Data under study Block Start

Issue #3164, opened 2023-03-16
Swaps become unusable if coingecko API rate limit is hit.


0xDaedalus:
https://user-images.githubusercontent.com/94649004/225567091-eee05e5c-d5c1-40cd-99e3-996b8c0a111d.mov

### To Recreate
- [ ] Quickly preview swapping ~10 asset pairs
- [ ] At some point - you will see `429` http errors come back from coingecko
- [ ] Once this happens the Swap screen will be stuck on `Fetching Price`.  Exiting out of the screen and going back will not resolve the issue - and switching the buy asset will not be possible either.

PR #3165, opened 2023-03-16
Disable 429 Retry when querying CoinGecko API.

0xDaedalus:
Closes https://github.com/tahowallet/extension/issues/3164

This change was introduced to resolve an issue where 429 responses from CoinGecko would block swap functionality in the application.  This was happening because the fetchJson function we were using automatically waits and retries requests that come back with a 429 status code.  Due to the high likelihood of us being rate limited when hitting the coingecko api - this is actually undesirable functinality since we want to fail fast in the case that coingecko is unavailable.

By passing in a throttleCallback to fetchJson that always resolves to false  - we can rely on the (already existing) code around the function call to handle cases where we get a 429 or a bad response.  This results in a snappier user experience when querying prices - and does not break any existing functionality - all that is changing is that we now handle 429's how we would handle 400's and 500's - instead of special-casing them.

https://user-images.githubusercontent.com/94649004/225576313-ed20e9d2-cd81-4a51-80f4-9ef31f420b24.mov

### To Test
- [ ] Rapidly swap buy assets or sell asset amounts in the swap page
- [ ] The swap totals should load with `No Price Information` rather than hanging forever

Latest build: [extension-builds-3165](https://github.com/tahowallet/extension/suites/11602728521/artifacts/601621193) (as of Thu, 16 Mar 2023 10:48:43 GMT).

### DIFF
--- a/background/lib/prices.ts
+++ b/background/lib/prices.ts
@@ -42,7 +42,11 @@ export async function getPrices(
   const url = `${COINGECKO_API_ROOT}/simple/price?ids=${coinIds}&include_last_updated_at=true&vs_currencies=${currencySymbols}`
 
   try {
-    const json = await fetchJson(url)
+    const json = await fetchJson({
+      url,
+      // Prevent throttling
+      throttleCallback: async () => false,
+    })
     // TODO fix loss of precision from json
     // TODO: TESTME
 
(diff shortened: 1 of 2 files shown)


kkosiorowska (approved):
Works well for me 🚀

Issue #3144, opened 2023-03-13
Spike for import account with JSON 


jagodarybacka:
Let's understand the lift of doing JSON import

jagodarybacka:
We don't have to document it here if we don't want to, it's just a task to make it visible as an actionable item

Shadowfiend:
Unless we have specific concerns, we should document in public, yes.

jagodarybacka:
Spike has been finished, findings in the [PR](https://github.com/tahowallet/extension/pull/3177)

PR #3177, opened 2023-03-17
Private key JSON import

jagodarybacka:
### What
This PR introduces importing accounts with JSON files (keystore files). In this PR there is a new tab next to the plain text private key import tab, for importing private keys with JSON files.

### Testing

1. To test this feature you need a JSON keystore file. If you don't have one you can generate a new wallet on [MyEtherWallet](https://www.myetherwallet.com/wallet/create/software?type=keystore) website. 
2. Install the wallet with the build from this PR
3. Select private key option on onboarding
4. Put your file and its password, submit and wait a few seconds for the import
5. Your account should be visible in the extension

### Conclusions for the [spike](https://github.com/tahowallet/extension/issues/3144) 

Findings:
- There was a problem finding even one user-facing wallet that allows export account as a JSON file - this format is no longer popular and I was able to identify only one interface that allowed me to create such a file. I couldn't find any software that allows exporting existing wallets as JSON.
- Some wallets are considering JSON format legacy and unsafe. MyEtherWallet even supporting JSON wallet creation on the website is not allowing to import it to their mobile app and they have a big warning about it not being safe to do.
- Once I had the JSON file the implementation of this feature was easy and straight-forward

I see not much harm in having an import feature, I think it will be nice to have but much less used than plain text private keys. For sure we shouldn't bother implementing JSON export feature. 

### Demo

https://user-images.githubusercontent.com/20949277/228903879-685f991d-2c46-4990-a663-f596090853b0.mov

Latest build: [extension-builds-3177](https://github.com/tahowallet/extension/suites/12015664577/artifacts/631221776) (as of Tue, 04 Apr 2023 10:40:41 GMT).


0xDaedalus (approved):
Bravo 🎉 📈

PR #3184, opened 2023-03-24
Switch wallet to newly added network

### LINKED ISSUE #3163: Switch wallet to newly added network after adding a network via `wallet_addEthereumChain`
After adding a network for the first time - the in-wallet network should switch to the given network.

kkosiorowska:
Closes #3163 

This PR updates the network switching logic. When a new network is added, the wallet will be switched to it automatically. 

https://user-images.githubusercontent.com/23117945/227507265-2089b03b-80ab-4e67-a342-4f1a87b28dbf.mov

## To Test
- [ ] add a new custom network
- [ ] check if the wallet has been switched to it

### DIFF
--- a/background/main.ts
+++ b/background/main.ts
@@ -75,6 +75,7 @@ import {
   setAccountsSignerSettings,
   toggleCollectAnalytics,
   setShowAnalyticsNotification,
+  setSelectedNetwork,
 } from "./redux-slices/ui"
 import {
   estimatedFeesPerGas,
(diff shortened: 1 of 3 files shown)


jagodarybacka (changes requested):
When user adds one of our built-in networks with chainlist then wallet is not switching to that network, seems like a bad UX - even if we are not adding a new network we should at list select it.

One more thing I'm missing here (but not exactly in the scope of this PR) is some sort of success message or CTA to open a wallet cc @VladUXUI

jagodarybacka (approved):
Works great 👍

PR #3185, opened 2023-03-24
New copy for `Activity`

### LINKED ISSUE #2422: New copy for `Activity` tab when connected to networks alchemy does not support
The won't be accurate since we likely won't have the ability to add historical transactions over time.

image

kkosiorowska:
Closes #2422 

This PR adds a new copy for `Activity`.
## UI
Before
Screenshot 2023-03-24 at 12 41 57

After
Screenshot 2023-03-24 at 12 38 17

### DIFF
--- a/ui/_locales/en/messages.json
+++ b/ui/_locales/en/messages.json
@@ -722,7 +722,7 @@
   },
   "wallet": {
     "activities": {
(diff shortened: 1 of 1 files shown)


hyphenized:
This should only display for networks that are not supported by alchemy 👀

kkosiorowska:
> Will it show all new transactions for this address, or all new transactions made through this Taho instance?
> 
> Copy makes me assume it's -> all new transactions for this address

I'm not quite sure but I think that all new transactions for this address.

0xDaedalus (approved):

PR #3195, opened 2023-03-27
Token Discovery - Remap redux asset balances

hyphenized:
Prevents tokens with the same symbol from overriding existing balances. Changes the way combined amounts data is computed so that balances displayed in overview for e.g. USDC on Mainnet and USDC on Polygon get bundled together only if they both are sourced from a token list (or are network base assets).

## To Test
- [x] Load any wallet that has two or more tokens with the same name, `bnbspider2.crypto`
- [x] You should not be able to see multiple tokens that share the same symbol
- [x] Switch to this branch, reload the extension, you should see all the missing tokens

Latest build: [extension-builds-3195](https://github.com/tahowallet/extension/suites/13697806847/artifacts/757300183) (as of Mon, 19 Jun 2023 08:23:00 GMT).


background/redux-slices/accounts.ts
```diff
@@ -178,13 +181,25 @@ function updateCombinedData(immerState: AccountState) {
...
     }>((acc, combinedAssetAmount) => {
-      const assetSymbol = combinedAssetAmount.asset.symbol
+      const { asset } = combinedAssetAmount
+      /**
+       * Asset amounts can be aggregated if the asset is a base network asset
+       * or comes from a token list, e.g. ETH on Optimism, Mainnet
+       */
+      const canBeAggregated =
+        isNetworkBaseAsset(asset) ||
+        (asset.metadata?.tokenLists?.length ?? 0) > 0
```
jagodarybacka, line 193: Can we add a util function that is checking if an asset has token lists? I feel like we are manually checking it in many places already

background/redux-slices/utils/asset-utils.ts
```diff
@@ -43,15 +44,18 @@ export type AssetDecimalAmount = {
   localizedDecimalAmount: string
 }
 
-function hasChainID(asset: AnyAsset): asset is NetworkBaseAsset {
+/**
+ * All network base assets have a chainID property
+ */
+export function isNetworkBaseAsset(asset: AnyAsset): asset is NetworkBaseAsset {
```
jagodarybacka, line 50: I'm not sure about this change, as we already have a second function that is named `isBuiltInNetworkBaseAsset` and is checking much more things I'm afraid someone will make a mistake and will think that `isNetworkBaseAsset` does the same thing.

I assume that this change is because on custom networks we only have `chainID` as an indicator that this is a base asset?  Can we think about a name that will make it clear which function should be used when? `isAnyNetworkBaseAsset`, `isCustomNetworkBaseAsset`? Lmk what you think 🤔

background/redux-slices/migrations/to-27.ts
```diff
@@ -0,0 +1,52 @@
...
+            [other: string]: unknown
+          }
+        }
+      }
+    }
+    [sliceKey: string]: unknown
+  }
+}
+
+type NewState = {
```
jagodarybacka, line 19: So this is basically the same type from a typescript's perspective?

background/redux-slices/migrations/to-27.ts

Data under study Block End

## What the task asks
Return the lines exactly as they stand, please. Start at the top of the material and finish with the line where "This change was" appears.

## Answer space
Issue #3164, opened 2023-03-16
Swaps become unusable if coingecko API rate limit is hit.


0xDaedalus:
https://user-images.githubusercontent.com/94649004/225567091-eee05e5c-d5c1-40cd-99e3-996b8c0a111d.mov

### To Recreate
- [ ] Quickly preview swapping ~10 asset pairs
- [ ] At some point - you will see `429` http errors come back from coingecko
- [ ] Once this happens the Swap screen will be stuck on `Fetching Price`.  Exiting out of the screen and going back will not resolve the issue - and switching the buy asset will not be possible either.

PR #3165, opened 2023-03-16
Disable 429 Retry when querying CoinGecko API.

0xDaedalus:
Closes https://github.com/tahowallet/extension/issues/3164

This change was introduced to resolve an issue where 429 responses from CoinGecko would block swap functionality in the application.  This was happening because the fetchJson function we were using automatically waits and retries requests that come back with a 429 status code.  Due to the high likelihood of us being rate limited when hitting the coingecko api - this is actually undesirable functinality since we want to fail fast in the case that coingecko is unavailable.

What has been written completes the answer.